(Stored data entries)
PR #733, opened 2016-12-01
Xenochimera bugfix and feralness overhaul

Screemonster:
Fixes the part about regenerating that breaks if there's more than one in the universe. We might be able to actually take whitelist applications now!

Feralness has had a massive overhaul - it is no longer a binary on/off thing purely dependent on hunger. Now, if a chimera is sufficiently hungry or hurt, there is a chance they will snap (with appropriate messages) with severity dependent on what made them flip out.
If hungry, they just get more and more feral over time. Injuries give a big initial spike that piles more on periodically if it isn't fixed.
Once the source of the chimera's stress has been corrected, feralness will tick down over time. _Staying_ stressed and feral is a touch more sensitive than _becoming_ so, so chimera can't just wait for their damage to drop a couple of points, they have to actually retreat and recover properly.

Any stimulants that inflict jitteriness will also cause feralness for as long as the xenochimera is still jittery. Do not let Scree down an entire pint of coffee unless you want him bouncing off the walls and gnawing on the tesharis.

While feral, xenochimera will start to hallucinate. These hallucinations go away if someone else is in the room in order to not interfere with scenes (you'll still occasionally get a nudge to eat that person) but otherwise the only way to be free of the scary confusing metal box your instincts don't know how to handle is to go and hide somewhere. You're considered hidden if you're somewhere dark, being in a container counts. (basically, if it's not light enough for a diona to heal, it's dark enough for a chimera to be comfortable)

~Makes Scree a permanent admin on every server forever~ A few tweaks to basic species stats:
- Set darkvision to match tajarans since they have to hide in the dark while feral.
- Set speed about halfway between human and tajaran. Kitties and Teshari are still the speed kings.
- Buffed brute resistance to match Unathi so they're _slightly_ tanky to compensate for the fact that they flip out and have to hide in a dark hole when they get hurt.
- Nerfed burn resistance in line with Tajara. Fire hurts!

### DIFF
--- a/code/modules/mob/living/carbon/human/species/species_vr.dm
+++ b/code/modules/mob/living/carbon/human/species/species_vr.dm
---
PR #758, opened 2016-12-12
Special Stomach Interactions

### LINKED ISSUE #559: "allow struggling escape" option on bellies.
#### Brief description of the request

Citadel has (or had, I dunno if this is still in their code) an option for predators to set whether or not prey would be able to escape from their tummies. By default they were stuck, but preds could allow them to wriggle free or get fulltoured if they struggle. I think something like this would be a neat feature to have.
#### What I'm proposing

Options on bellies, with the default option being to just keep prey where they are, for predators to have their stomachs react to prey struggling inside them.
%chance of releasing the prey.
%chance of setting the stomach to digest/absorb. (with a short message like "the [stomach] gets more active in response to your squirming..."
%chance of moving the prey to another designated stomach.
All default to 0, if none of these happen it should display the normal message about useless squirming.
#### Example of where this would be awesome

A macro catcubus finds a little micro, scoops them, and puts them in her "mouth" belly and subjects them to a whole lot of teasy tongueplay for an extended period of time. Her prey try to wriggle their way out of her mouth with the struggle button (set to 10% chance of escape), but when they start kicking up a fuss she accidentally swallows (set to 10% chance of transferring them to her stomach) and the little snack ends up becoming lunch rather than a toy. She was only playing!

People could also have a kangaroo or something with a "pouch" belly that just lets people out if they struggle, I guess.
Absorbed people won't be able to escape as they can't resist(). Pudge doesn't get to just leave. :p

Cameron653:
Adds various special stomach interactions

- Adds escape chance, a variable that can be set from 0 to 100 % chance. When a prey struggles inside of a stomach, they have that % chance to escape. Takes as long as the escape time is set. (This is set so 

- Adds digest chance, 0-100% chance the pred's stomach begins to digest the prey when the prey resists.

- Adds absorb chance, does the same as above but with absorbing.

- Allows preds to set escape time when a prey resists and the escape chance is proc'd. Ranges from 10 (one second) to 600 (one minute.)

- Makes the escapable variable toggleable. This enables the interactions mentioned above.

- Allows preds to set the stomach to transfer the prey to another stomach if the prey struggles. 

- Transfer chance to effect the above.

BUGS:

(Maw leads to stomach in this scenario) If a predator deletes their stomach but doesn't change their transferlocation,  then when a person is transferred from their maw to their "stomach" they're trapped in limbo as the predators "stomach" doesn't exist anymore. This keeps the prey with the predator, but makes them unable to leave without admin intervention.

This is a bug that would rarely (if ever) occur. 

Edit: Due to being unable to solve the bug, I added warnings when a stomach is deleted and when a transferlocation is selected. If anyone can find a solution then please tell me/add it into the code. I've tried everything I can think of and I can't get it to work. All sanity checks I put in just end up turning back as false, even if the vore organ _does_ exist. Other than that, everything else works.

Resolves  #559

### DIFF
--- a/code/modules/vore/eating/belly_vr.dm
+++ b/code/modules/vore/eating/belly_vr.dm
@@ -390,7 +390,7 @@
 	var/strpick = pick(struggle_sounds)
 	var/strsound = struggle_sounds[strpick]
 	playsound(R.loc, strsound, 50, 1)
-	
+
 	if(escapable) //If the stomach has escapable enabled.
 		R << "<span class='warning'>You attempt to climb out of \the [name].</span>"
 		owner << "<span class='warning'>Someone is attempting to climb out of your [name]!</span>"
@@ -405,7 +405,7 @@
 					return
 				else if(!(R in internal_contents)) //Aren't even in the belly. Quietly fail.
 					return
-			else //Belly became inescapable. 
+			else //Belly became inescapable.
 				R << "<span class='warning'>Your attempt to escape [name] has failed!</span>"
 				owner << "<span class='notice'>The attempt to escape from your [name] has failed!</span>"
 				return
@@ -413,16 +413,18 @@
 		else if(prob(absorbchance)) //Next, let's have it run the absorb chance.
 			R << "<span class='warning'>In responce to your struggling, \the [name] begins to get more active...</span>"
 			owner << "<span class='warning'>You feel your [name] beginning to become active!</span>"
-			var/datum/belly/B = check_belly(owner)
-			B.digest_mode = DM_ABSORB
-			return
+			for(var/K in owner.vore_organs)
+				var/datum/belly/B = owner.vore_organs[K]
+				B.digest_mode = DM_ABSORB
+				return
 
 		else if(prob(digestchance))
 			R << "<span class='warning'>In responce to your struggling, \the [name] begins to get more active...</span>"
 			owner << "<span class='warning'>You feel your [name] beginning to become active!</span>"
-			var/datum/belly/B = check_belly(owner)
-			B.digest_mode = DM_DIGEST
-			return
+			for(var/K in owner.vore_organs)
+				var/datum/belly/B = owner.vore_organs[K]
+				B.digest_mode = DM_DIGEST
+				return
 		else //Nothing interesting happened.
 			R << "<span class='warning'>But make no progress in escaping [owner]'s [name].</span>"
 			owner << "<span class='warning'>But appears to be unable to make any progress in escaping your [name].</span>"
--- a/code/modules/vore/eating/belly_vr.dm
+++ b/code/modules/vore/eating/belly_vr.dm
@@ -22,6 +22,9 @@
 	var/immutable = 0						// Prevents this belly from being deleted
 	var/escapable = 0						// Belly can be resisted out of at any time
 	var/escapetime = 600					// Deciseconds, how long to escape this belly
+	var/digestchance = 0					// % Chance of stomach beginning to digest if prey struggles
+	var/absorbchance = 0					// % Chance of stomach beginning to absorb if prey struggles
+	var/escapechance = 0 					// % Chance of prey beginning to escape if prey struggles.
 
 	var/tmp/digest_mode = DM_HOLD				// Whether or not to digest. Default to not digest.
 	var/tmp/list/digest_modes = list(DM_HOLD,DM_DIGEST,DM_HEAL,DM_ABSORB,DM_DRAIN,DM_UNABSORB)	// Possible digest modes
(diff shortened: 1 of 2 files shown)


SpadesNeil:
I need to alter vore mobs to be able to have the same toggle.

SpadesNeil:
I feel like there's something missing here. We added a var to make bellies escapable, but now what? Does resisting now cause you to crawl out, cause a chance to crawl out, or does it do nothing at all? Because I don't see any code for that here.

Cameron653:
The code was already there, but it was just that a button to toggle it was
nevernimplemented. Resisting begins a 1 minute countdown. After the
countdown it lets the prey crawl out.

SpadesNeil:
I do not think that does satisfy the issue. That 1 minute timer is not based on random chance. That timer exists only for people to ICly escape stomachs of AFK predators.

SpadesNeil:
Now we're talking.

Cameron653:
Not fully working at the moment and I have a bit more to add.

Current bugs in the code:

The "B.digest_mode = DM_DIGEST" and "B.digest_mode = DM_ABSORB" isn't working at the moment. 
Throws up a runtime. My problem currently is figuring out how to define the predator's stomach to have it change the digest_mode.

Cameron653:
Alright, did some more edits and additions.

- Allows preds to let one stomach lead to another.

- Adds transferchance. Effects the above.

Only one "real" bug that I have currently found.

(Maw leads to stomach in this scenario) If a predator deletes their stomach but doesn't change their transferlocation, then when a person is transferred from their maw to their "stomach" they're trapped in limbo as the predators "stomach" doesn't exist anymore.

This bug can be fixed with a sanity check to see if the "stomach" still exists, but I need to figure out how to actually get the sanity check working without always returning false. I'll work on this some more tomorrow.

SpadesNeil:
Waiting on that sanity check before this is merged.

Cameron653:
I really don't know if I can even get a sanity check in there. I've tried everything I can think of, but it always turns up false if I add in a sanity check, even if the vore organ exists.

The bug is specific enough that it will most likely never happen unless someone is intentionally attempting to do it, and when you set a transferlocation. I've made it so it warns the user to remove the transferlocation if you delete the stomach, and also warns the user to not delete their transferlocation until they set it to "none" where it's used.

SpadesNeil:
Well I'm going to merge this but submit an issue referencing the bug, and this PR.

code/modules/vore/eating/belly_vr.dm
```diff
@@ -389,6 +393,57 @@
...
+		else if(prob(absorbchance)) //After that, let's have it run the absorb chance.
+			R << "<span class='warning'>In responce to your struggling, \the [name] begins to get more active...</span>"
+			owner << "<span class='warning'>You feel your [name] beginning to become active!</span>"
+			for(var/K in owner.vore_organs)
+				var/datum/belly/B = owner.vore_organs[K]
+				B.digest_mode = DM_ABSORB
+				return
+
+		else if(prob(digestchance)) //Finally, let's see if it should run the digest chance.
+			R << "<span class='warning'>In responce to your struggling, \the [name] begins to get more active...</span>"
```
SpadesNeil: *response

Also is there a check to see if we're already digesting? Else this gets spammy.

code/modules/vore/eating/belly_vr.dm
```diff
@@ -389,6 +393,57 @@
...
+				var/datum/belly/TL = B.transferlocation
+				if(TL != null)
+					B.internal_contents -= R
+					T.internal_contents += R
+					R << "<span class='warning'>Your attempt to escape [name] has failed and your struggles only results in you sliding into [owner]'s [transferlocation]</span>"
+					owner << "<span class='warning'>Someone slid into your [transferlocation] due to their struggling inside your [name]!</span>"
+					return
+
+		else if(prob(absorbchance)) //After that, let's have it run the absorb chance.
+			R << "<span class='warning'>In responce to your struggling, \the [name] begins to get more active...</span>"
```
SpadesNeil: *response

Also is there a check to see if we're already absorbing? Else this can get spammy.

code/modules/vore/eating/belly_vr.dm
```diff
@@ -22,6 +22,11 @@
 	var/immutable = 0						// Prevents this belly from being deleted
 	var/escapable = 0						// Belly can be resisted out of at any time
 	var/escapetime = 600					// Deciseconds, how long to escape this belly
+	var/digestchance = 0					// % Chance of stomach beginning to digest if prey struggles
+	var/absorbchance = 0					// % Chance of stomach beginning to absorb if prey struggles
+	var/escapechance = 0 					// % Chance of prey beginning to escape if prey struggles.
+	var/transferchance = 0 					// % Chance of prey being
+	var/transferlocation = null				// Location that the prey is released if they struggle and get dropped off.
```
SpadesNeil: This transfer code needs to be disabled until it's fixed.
* * *
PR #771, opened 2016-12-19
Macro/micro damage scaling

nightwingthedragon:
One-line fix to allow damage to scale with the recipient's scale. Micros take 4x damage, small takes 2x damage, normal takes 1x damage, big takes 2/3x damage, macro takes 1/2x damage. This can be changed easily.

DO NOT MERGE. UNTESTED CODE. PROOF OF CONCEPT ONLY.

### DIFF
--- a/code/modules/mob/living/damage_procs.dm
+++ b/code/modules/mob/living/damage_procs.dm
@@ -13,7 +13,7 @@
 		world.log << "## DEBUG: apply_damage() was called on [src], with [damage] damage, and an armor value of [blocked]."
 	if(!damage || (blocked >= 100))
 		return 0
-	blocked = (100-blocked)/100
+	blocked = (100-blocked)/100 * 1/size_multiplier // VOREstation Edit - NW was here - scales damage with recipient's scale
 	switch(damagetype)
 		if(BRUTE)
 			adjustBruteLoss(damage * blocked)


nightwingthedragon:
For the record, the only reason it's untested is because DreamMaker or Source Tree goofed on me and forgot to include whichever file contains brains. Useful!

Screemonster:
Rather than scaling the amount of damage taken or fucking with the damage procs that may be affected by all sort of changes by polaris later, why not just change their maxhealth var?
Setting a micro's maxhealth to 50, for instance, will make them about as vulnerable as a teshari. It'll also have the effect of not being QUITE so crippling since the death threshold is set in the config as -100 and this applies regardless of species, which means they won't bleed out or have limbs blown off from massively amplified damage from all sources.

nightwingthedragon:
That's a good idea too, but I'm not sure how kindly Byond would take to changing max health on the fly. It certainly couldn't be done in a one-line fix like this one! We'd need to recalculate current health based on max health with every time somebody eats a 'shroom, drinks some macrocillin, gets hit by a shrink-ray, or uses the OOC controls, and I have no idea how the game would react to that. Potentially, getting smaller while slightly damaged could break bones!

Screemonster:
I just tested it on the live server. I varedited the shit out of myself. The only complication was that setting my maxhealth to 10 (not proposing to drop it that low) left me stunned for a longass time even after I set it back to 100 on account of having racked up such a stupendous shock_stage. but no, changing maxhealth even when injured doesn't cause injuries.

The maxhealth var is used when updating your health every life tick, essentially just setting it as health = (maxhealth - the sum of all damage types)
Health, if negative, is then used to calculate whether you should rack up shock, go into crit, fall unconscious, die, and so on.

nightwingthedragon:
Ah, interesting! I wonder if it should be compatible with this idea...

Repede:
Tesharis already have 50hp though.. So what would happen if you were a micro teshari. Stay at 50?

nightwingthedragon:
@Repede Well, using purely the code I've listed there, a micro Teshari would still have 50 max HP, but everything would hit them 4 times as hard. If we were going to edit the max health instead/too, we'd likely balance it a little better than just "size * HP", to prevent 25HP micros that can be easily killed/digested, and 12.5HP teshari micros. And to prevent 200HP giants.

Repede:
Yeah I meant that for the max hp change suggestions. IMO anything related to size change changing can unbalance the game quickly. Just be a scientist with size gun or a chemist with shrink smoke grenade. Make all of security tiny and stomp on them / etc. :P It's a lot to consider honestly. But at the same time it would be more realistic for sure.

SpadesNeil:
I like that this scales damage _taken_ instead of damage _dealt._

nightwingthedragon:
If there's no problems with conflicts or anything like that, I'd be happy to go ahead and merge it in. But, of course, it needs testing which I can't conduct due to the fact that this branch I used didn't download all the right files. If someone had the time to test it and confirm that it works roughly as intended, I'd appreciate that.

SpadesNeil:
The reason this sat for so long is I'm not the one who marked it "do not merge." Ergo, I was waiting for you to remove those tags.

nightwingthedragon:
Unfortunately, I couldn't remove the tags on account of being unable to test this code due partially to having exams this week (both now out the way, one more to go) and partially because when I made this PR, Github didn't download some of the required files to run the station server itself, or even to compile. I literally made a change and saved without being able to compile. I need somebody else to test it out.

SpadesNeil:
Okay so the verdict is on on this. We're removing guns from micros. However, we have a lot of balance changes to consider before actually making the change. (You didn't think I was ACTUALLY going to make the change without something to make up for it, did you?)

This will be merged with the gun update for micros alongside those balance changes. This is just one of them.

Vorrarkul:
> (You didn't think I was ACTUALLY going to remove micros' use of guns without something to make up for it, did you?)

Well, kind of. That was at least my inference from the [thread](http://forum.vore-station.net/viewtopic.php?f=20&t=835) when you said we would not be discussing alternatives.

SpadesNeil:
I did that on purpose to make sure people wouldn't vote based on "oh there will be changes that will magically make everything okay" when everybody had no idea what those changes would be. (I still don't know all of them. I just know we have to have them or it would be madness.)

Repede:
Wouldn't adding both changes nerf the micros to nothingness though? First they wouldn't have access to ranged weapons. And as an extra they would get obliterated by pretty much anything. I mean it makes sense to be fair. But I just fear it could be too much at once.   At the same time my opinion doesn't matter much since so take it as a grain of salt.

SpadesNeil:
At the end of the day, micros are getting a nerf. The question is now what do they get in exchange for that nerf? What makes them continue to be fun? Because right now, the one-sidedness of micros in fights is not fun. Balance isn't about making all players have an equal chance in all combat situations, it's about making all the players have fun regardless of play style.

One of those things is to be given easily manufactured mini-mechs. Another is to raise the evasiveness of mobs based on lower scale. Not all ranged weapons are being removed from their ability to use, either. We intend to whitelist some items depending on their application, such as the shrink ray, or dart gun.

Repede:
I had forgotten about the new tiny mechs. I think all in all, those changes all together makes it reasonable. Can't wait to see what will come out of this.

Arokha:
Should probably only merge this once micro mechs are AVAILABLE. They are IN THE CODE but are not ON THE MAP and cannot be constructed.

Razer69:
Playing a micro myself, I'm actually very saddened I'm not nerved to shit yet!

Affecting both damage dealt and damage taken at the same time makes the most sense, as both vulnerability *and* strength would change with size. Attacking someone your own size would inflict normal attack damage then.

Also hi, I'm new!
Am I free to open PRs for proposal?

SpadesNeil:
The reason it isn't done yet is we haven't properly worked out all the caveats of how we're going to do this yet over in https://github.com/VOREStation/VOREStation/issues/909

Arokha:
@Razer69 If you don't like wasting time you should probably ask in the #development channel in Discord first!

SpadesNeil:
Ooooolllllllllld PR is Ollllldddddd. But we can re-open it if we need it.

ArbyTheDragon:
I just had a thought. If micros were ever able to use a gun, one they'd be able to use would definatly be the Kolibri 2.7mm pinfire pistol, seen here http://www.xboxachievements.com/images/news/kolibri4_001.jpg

▶ **Aim of the exercise**
Which lines of the data above contain "option"? Copy each one.

▶ **Solution to the problem**
### LINKED ISSUE #559: "allow struggling escape" option on bellies.
Citadel has (or had, I dunno if this is still in their code) an option for predators to set whether or not prey would be able to escape from their tummies. By default they were stuck, but preds could allow them to wriggle free or get fulltoured if they struggle. I think something like this would be a neat feature to have.
Options on bellies, with the default option being to just keep prey where they are, for predators to have their stomachs react to prey struggling inside them.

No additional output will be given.